# Flop-Regisseur sagt: Marvel und Star Wars ruinieren die Filmwelt!



## GoodnightSolanin (8. Februar 2022)

Jetzt ist Deine Meinung zu *Flop-Regisseur sagt: Marvel und Star Wars ruinieren die Filmwelt!* gefragt.

					Bitte beachtet: Der Kommentarbereich wird gemäß der Forenregeln moderiert.

__ Zum Artikel: *Flop-Regisseur sagt: Marvel und Star Wars ruinieren die Filmwelt!*


Dir ist ein Fehler im Artikel aufgefallen? Dann zögere nicht uns deine Entdeckung im Feedback-Thread zu Artikeln mitzuteilen.


----------



## EvilReFlex (8. Februar 2022)

Nein, dieser Woke und PC Bullshit ruinieren die Filmwelt.


----------



## Gast1649365804 (8. Februar 2022)

Er hat nicht ganz unrecht. Im Hinblick auf seine eigenen Machwerke in den letzten Jahren wirkt die Kritik dahingehend aber schon ironisch.


----------



## sauerlandboy79 (8. Februar 2022)

General-Lee schrieb:


> Er hat nicht ganz unrecht.
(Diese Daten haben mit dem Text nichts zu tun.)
PR #6359, opened 2026-07-15
GYR-1008 Create env feature flag

powersurge360:
## Link to Jira issue

- https://codeforamerica.atlassian.net/browse/GYR1-1008

## Is PM acceptance required?

## What was done?

This is part of a process to move to doppler.
- [x] Take an inventory of doppler secrets
- [x] Implement a thin class to swap between credentials and env var style variables (you are here)
- [ ] Move development to `fnox` and/or `doppler run`
- [ ] Add tofu to support env vars and make sure doppler has valid values for these env vars
- [ ] Turn on a percentage of credential access to use env vars
- [ ] Rotate credentials

## How to test?

This change is mostly cosmetic at this stage, until the flag is turned on. There are tests that should pass and in many cases the application won't boot unless these variables are set. Clicking around where the variables are used should indicate whether or not this was successful.

## Additional notes
Bulk of renaming was done with this script, which wasn't included in source control due to it being a one time thing:

```ruby
#!/usr/bin/env ruby -i

ARGF.each_line do |line| 
  captures = line.match(/Rails.application.credentials.dig\(([a-zA-Z,:_\s)]+)\)/)&.captures

  if captures
    env_var = captures[0].delete(":").gsub(", ", '_').upcase

    puts line.gsub(/Rails.application.credentials.dig\(.+\)/, "EnvironmentCredentials['#{env_var}']")
  else
    puts line
  end
end
```

- Before

- After

### DIFF
--- a/app/lib/environment_credentials.rb
+++ b/app/lib/environment_credentials.rb
@@ -18,7 +18,7 @@ class EnvironmentCredentials
       else
         credentials_value(name)
       end
-    rescue ActiveRecordError
+    rescue ActiveRecord::ActiveRecordError
       # Necessary when starting from scratch because flipper tables are not
       # established yet
       ENV.fetch(name, nil) || credentials_value(name)
--- a/app/lib/environment_credentials.rb
+++ b/app/lib/environment_credentials.rb
@@ -18,7 +18,7 @@ class EnvironmentCredentials
       else
         credentials_value(name)
       end
-    rescue ActiveRecord::NoDatabaseError, ActiveRecord::StatementInvalid
+    rescue ActiveRecordError
       # Necessary when starting from scratch because flipper tables are not
       # established yet
       ENV.fetch(name, nil) || credentials_value(name)
--- a/app/lib/environment_credentials.rb
+++ b/app/lib/environment_credentials.rb
@@ -12,11 +12,16 @@ class EnvironmentCredentials
 
   class << self
     def [](name)
+      
       if Flipper.enabled?(:use_env_secrets)
         ENV.fetch(name, nil)
       else
         credentials_value(name)
       end
+    rescue ActiveRecord::NoDatabaseError, ActiveRecord::StatementInvalid
+      # Necessary when starting from scratch because flipper tables are not
+      # established yet
+      ENV.fetch(name, nil) || credentials_value(name)
     end
 
     def dig(*keys)
--- a/app/lib/environment_credentials.rb
+++ b/app/lib/environment_credentials.rb
@@ -1,10 +1,5 @@
 class EnvironmentCredentials
-  # Maps environment variable names to Rails credential dig paths for keys
-  # where the service name doesn't match the first segment of the ENV var name.
-  #
-  # Most keys are resolved automatically by trying 2-level and 3-level
-  # credential paths (e.g. MAILGUN_API_KEY -> [:mailgun, :api_key]).
-  # Only truly non-obvious mappings go here.
+  # Some variables don't map obviously.
   SECRET_KEYS = {
     'VITA_MIN_EFIN' => [:irs, :efin],
     'MD_SIN' => [:irs, :md_sin],
--- a/app/lib/environment_credentials.rb
+++ b/app/lib/environment_credentials.rb
@@ -1,5 +1,29 @@
 class EnvironmentCredentials
+  # Maps environment variable names to Rails credential dig paths for keys
+  # where the service name doesn't match the first segment of the ENV var name.
+  #
+  # Most keys are resolved automatically by trying 2-level and 3-level
+  # credential paths (e.g. MAILGUN_API_KEY -> [:mailgun, :api_key]).
+  # Only truly non-obvious mappings go here.
+  SECRET_KEYS = {
+    'VITA_MIN_EFIN' => [:irs, :efin],
+    'MD_SIN' => [:irs, :md_sin],
+    'VITA_MIN_SIN' => [:irs, :sin],
+    'GYR_EFILER_CERT' => [:irs, :efile_cert_base64],
+    'GYR_EFILER_ETIN' => [:irs, :etin],
+    'GYR_EFILER_APP_SYS_ID' => [:irs, :app_sys_id],
+    'INTERCOM_ACCESS_TOKEN' => [:intercom, :intercom, :access_token]
+  }.freeze
+
   class << self
+    def [](name)
+      if Flipper.enabled?(:use_env_secrets)
+        ENV.fetch(name, nil)
+      else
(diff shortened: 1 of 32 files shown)


app/models/airtable/organization.rb
```diff
@@ -1,9 +1,9 @@
 module Airtable
   class Organization < Airrecord::Table
-    self.base_key = Rails.application.credentials.dig(:airtable, :base_key)
-    self.table_name = Rails.application.credentials.dig(:airtable, :table_name)
+    self.base_key = EnvironmentCredentials['AIRTABLE_BASE_KEY']
+    self.table_name = EnvironmentCredentials['AIRTABLE_TABLE_NAME']
```
powersurge360, line 4: It is notable that things like this get set at class eval time and therefore are not subject to `#percentage_of_time` on each call. Rather, what you get at assignment is what you will get perpetually. You could add something to the `ApplicationHelper` like

```ruby
  def lazy_config(obj, property, value)
    obj.define_singleton_method(obj, property, lambda do
      EnvironmentCredentials[value]
    end)
  end
```

And then set here with
```ruby
lazy_config(self, 'base_key', 'AIRTABLE_BASE_KEY')
```

but I think there are enough things elsewhere to signal our system isn't working. The secret swap as a percentage of time doesn't need to be comprehensive and this workaround won't work for where we set env vars via keyword arguments.

app/services/intercom_service.rb
```diff
@@ -40,23 +40,27 @@ def self.inform_client_of_handoff(client:, send_sms:, send_email:)
...
-      user_id.to_s
-    ) unless user_id.nil?
+    cred = EnvironmentCredentials['INTERCOM_SECURE_MODE_SECRET_KEY']
+
+    unless user_id.nil?
+      OpenSSL::HMAC.hexdigest(
+        'sha256',
+        cred,
+        user_id.to_s
+      )
```
powersurge360, line 50: This and changes of the same shape are automatic editor refactors.

app/services/intercom_service.rb
```diff
@@ -160,12 +164,11 @@ def self.intercom_api(collection, verb, params)
 
     begin
       result = intercom.send(collection).send(verb, params)
-    rescue
-      Intercom::AuthenticationError => e
-        retry_counts += 1
-        DatadogApi.increment("intercom.api.authentication_failure_retry")
-        retry if retry_counts <= MAX_RETRY_COUNT
-        raise e, "Failed #{MAX_RETRY_COUNT} times to authenticate with Intercom"
+    rescue Intercom::AuthenticationError => e
```
powersurge360, line 167: I think this is equivalent. Another auto editor refactor. Please double check this.

app/lib/environment_credentials.rb
```diff
@@ -1,5 +1,24 @@
...
+    'VITA_MIN_SIN' => [:irs, :sin],
+    'GYR_EFILER_CERT' => [:irs, :efile_cert_base64],
+    'GYR_EFILER_ETIN' => [:irs, :etin],
+    'GYR_EFILER_APP_SYS_ID' => [:irs, :app_sys_id],
+    'INTERCOM_ACCESS_TOKEN' => [:intercom, :intercom, :access_token]
+  }.freeze
+
   class << self
+    def [](name)
+      if Flipper.enabled?(:use_env_secrets)
```
powersurge360, line 16: The idea is that we will slowly turn this on with Flipper's `percentage_of_time` [functionality](https://www.flippercloud.io/docs/features/percentage-of-time) and observe errors to mitigate explosions.

app/lib/environment_credentials.rb
```diff
@@ -15,5 +34,36 @@ def irs(key)
...
       ENV[env_var_names[key]].presence || dig(:irs, key)
     end
+
+    private
+
+    # Imperfectly attempts to find keys within credentials, if the credential
+    # isn't found in the SECRET_KEYS hash map. Note, this means that FOO_BAR_BAZ
+    # will first match dig(:foo, :bar_baz) if it is present and will therefore
+    # not match dig(:foo, :bar, :baz)
+    def credentials_value(name)
```
powersurge360, line 49: This function is basically recursive except refactored as a loop. For when you prefer potential infinite loops to potential stack overflows. The rest of the info relevant is in the comment.

app/lib/environment_credentials.rb
```diff
@@ -1,5 +1,29 @@
 class EnvironmentCredentials
+  # Maps environment variable names to Rails credential dig paths for keys
+  # where the service name doesn't match the first segment of the ENV var name.
+  #
+  # Most keys are resolved automatically by trying 2-level and 3-level
+  # credential paths (e.g. MAILGUN_API_KEY -> [:mailgun, :api_key]).
+  # Only truly non-obvious mappings go here.
+  SECRET_KEYS = {
```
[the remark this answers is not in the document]
powersurge360: Intentionally left IRS alone to be backwards compatible since it already freely switches between envs and credentials.

app/lib/environment_credentials.rb
spompea-cfa: * disregard if not applicable, but would using a double underscore  -- eg FOO__BAR_BIZ to distinguish between FOO__BAR__BIZ -- be something we could do?
* is the 'infinite loops' comment a joke or ... ? i'm a little worried lol

app/services/intercom_service.rb
spompea-cfa: what editor/tool?

spompea-cfa (approved):
thank you for moving this work forward.

app/services/intercom_service.rb
powersurge360: It uses rubocop, with the application specific rules. You would get the same output running `bundle exec rubocop` on the file.

app/lib/environment_credentials.rb
powersurge360: I don't think the infinite loops aren't strictly possible without a bug. `FOO__BAR__BIZ` would be a solution but it is the existing secret storage informing the way we do secrets forever, so I am reluctant. I think it would be better and easier to disambiguate in the `credentials.yml` file when necessary.

powersurge360: And to be clear, the bug would be happen if someone forgets to modify the `string` variable in the loop and thereby stops consuming the string.

app/services/intercom_service.rb
spompea-cfa: 👍

app/lib/environment_credentials.rb
spompea-cfa: cool 👍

Im Hinblick auf seine eigenen Machwerke in den letzten Jahren wirkt die Kritik dahingehend aber schon ironisch.


Ich finde man muss das ein wenig relativieren. Sicher, Emmerich hatte auch ein Paar richtige Mega-Erfolge (ID4, The Day After Tommorow, 2012), aber nicht durchweg, und nur einmal (ID4) hat er es zum erfolgreichsten Film des Jahres geschafft. Fast 2 Jahrzehnte hat er das Katastrophenfilm-/SFX-Action-Kino mitbestimmt, doch nun sind es Marvel und DC die das große Geld einspielen.
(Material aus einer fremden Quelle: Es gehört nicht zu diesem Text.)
PR #6364, opened 2026-07-21
Adds fnox for secrets from doppler

powersurge360:
## Link to Jira issue

- https://codeforamerica.atlassian.net/browse/GYR1-1008

## Is PM acceptance required?

## What was done?

- This adds `fnox.toml` configuration to the application, for use in development.

## How to test?

- Install `fnox` and [follow the instructions for shell integration](https://fnox.jdx.dev/guide/quick-start.html)
- `cd` into the directory and see that the secrets are being loaded
- Enable the `use_env_secrets` flag by going into the console. `bin/rails c`. Once inside, issue this command:

```ruby
Flipper.enable(:use_env_secrets)
```

- Before

- After

### DIFF
--- a/fnox.toml
+++ b/fnox.toml
@@ -1,0 +1,46 @@
+default_provider = "doppler"
+
+[providers.doppler]
+type = "doppler"
+project = "tax-get-your-refund"
+config = "dev"
+
+[secrets]
+ACTIVE_RECORD_ENCRYPTION_DETERMINISTIC_KEY = { provider = "doppler", value = 'ACTIVE_RECORD_ENCRYPTION_DETERMINISTIC_KEY' }
+ACTIVE_RECORD_ENCRYPTION_KEY_DERIVATION_SALT = { provider = "doppler", value = 'ACTIVE_RECORD_ENCRYPTION_KEY_DERIVATION_SALT' }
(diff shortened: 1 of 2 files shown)


fnox.toml
```diff
@@ -0,0 +1,46 @@
+default_provider = "doppler"
```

Das Problem hier ist - und da kommt er mit seiner Aussage nah an der Wahrheit - dass andere Filme abseits von Superhelden-Abenteuern nicht mehr so große Aufmerksamkeit erhalten wie diese es eigentlich verdienen. Das liegt auch daran dass die Release-Frequenz zwischen den einzelnen Marvel-Filmen so kurz gestrickt ist dass die Konkurrenz quasi chancenlos zusehen kann wie sie Umsätze generieren... Oder eben nicht. Das war VOR der großen MCU-Welle noch ganz anders.


----------



## AgentDynamic (8. Februar 2022)

Die Filmlandschaft wird, ähnlich wie in der Musikindustrie, immer mehr auf einen Massengeschmack zurechtgeschnitten, um die Risiken bei den immensen Produktionskosten klein zu halten.
Ist auch nur ein klein wenig mehr Anspruch in der Geschichte enthalten, siehe Blade Runner 2047, Dune oder Arrival z.B. bleiben an für sich gut gemachte und vom Publikum als auch von beruflichen Kritikern gelobte Filme an den Kassen dann doch hinter den Erwartungen zurück.
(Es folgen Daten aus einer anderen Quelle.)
PR #6379, opened 2026-07-29
GYR1-1085-client-portal-quality-review-signature-requested

DrewProebstel:
## Link to Jira issue

- https://codeforamerica.atlassian.net/browse/GYR1-1085

## Is PM acceptance required?

## What was done?

- Adds the signature required box for client portal

- After
image


app/javascript/lib/mixpanel_event_tracking.js
```diff
@@ -12,7 +12,7 @@ const MixpanelEventTracking = (function () {
       document.querySelectorAll("a[data-track-click]").forEach((link) => {
         link.addEventListener("click", function (e, options) {
           const pageData = document.querySelector("#mixpanelData").dataset;
-          const clickedElement = e.target;
+          const clickedElement = e.currentTarget;
```
spompea-cfa, line 15: was curious what this change does?

sp-cfa (commented):
Looks good. The additions to the TaxReturns controller/model are nice. Looking 
around, a few things I wanted to check with you on before we move fwd with 
everything:
- Copy differences: the copy I see (when i run this branch locally) seems  
  different from the Figma screenshot on the ticket? (As well as the screenshot 
  on the PR description, though i think that's just b/c it's old.) See screenshot
  below.
- "Download final tax papers" link -- the ticket's not clear on what this is 
  supposed to do, but i have a local test account that has both a 'final tax 
  document' as well as an 8879 document. When the flipper flag is off, i get two 
  distinct links (1 for each document), but when the flipper flag is on, the 
  link is only downloading a single doc (the 'final tax document' one). it's 
  possible that the way i have my test set-up locally is not quite right, but 
  wondering if can we double check what this link is supposed to do when there 
  are multiple documents?
- The change to `mixpanel_event_tracking.js` -- was curious what this change 
  is doing? (since it's code that's more low-level)

Image

app/javascript/lib/mixpanel_event_tracking.js
DrewProebstel: e.target is the deepest element actually clicked, which can be a child of the <a>
e.currentTarget is always the element the listener is attached to, i.e. the <a> itself.

`  <a href="/portal/documents/1" class="link" data-track-click="client_portal_download_tax_papers" data-track-attribute-page="client_portal">
    <span class="link__border">Download your 2024 tax papers</span><i class="icon-keyboard_arrow_right link__icon"></i>
  </a>`

so here it makes it so the entire <a> tag is sending the correct event.

spompea-cfa: ok

sp-cfa (approved):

In die andere Richtung geht es genauso.
Rührt man in zu großer plakativer Dosis von der Identitätspolitik mit rein, wie bei Eternals, Captain Marvel oder den SW-Sequels, geht der Schuss ebenfalls nach hinten los.
Unterm Strich wird man wohl auf eine Dystopie(?) wie in "Idiocrazy" hinsteuern.

Und ja, auch ein Roland Emmerich hat dazu beigetragen.
Auch wenn er sich auf ein Genre spezialisiert hat, herausragend waren am Ende nur die (übertrieben unrealistischen) Spezial Effekte.
Wenn Macher wie Nolan oder auch Spielberg das Helden-Genre angreifen, hat das auch inhaltlich bzw. fachlich Substanz.
Das von Emmerich zu hören ist schon recht amüsant. ^^

Dabei hatten die Superhelden-Filme ja ganz solide mit Iron Man oder Captain America angefangen.
Jetzt ist es eine generisch Geschichte nach der anderen, obwohl die Comic-Vorlagen durchaus mehr Tiefgang erlauben würden.
Aber Hollywood geht lieber auf Nummer sicher und wagt nur dann und wann kleine Experimente.


----------



## MarcHammel (8. Februar 2022)

AgentDynamic schrieb:


> [...]


Das MCU ist halt Popcorn-Kino. Aber eben auch gutes. 

Und man muss wohl den Marvel Studios zugute halten, dass sie es geschafft haben, von Iron Man bis Avengers: Endgame einen roten Faden durch ein ganzes Franchise zu spinnen. Sicher war nicht alles logisch und es war auch nicht jeder Film top, aber verzettelt haben sie sich dabei auch nicht. Im Gegenteil. Und diverse Charaktere hatten durchaus ihre nachvollziehbaren Entwicklungen durchgemacht. Da hab ich schon echt schlechteres gesehen. 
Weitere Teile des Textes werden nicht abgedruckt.